Arte
14.02.2020 - 06:000

C’era una volta il West

Ho sempre considerato il Western un genere di letteratura piuttosto "facile"

Ho sempre considerato il Western un genere di letteratura piuttosto "facile". Sia sullo schermo che sulla carta i personaggi mi sembravano sempre troppo piatti, marchiati da un manicheismo esagerato: il buono era sempre insulsamente troppo buono, il cattivo era banalmente, stolidamente, talvolta inutilmente cattivo.

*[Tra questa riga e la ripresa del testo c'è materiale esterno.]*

PR #193, opened 2021-12-26
Fix memory leak in tests

liran-funaro:

### DIFF
--- a/core/src/main/java/com/yahoo/oak/BlocksPool.java
+++ b/core/src/main/java/com/yahoo/oak/BlocksPool.java
@@ -97,6 +97,18 @@ final class BlocksPool implements BlocksProvider, Closeable {
         }
     }
 
+    static void clear() {
+        synchronized (BlocksPool.class) { // can be easily changed to lock-free
+            if (instance == null) {
+                return;
+            }
+
+            while (instance.blocks.size() > 0) {
+                instance.blocks.poll().clean();
+            }
+        }
+    }
+
     /**
      * Sets the preferred block size. This only has an effect if the block pool was never used before.
      * @param preferredBlockSizeBytes the preferred block size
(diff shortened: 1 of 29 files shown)


core/src/test/java/com/yahoo/oak/SeqExpandMemoryManagerTest.java
```diff
@@ -22,6 +23,12 @@ public void setUp() {
         seqExpandMemoryManager = new SeqExpandMemoryManager(keysMemoryAllocator);
     }
 
+    @After
+    public void tearDown() {
+        seqExpandMemoryManager.close();
```
sanastas, line 28: Why do we need a special `close()` here? And not in the rest of the tests?

core/src/main/java/com/yahoo/oak/BlocksPool.java
```diff
@@ -97,6 +97,18 @@ static void setBlockSize(int blockSize) {
         }
     }
 
+    static void clear() {
```
sanastas, line 100: Is it some new API we expose outside of Oak? If yes, we should update README. If not, then we probably should expose it somehow, because it might be useful for some cases. However, it should be well explained.

sanastas (approved):
Looks good. Please update README.

core/src/test/java/com/yahoo/oak/SeqExpandMemoryManagerTest.java
liran-funaro: In the other tests, we close the Oak instance, which closes the MM. Here we don't have Oak instance.

core/src/main/java/com/yahoo/oak/BlocksPool.java
liran-funaro: Currently, `BlocksPool` is not exposed outside. So this change is not seen by the user.
Exposing `BlocksPool` functionality to the user should be discussed, but not as part of this PR.

PR #196, opened 2021-12-28
Oak shared config

### LINKED ISSUE #194: Can I use one OakMapBuilder to create more than one OakMap?
OakMapBuilder<Long, AckData> oakMapBuilder = new OakMapBuilder<>(new OakLongComparator(),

Tra i due, la rivalità, qualche scazzottata, e poi l'inevitabile, risolutiva, tragica sparatoria finale. Se poi il cattivo era un pellerossa gli si sparava direttamente, senza passare dal via.
Che poi, a guardar bene, tanta della fantascienza che apprezzavo da ragazzo seguiva esattamente lo stesso schema, aveva solo rimpiazzato le Colt con dei laser e i cavalli con delle astronavi.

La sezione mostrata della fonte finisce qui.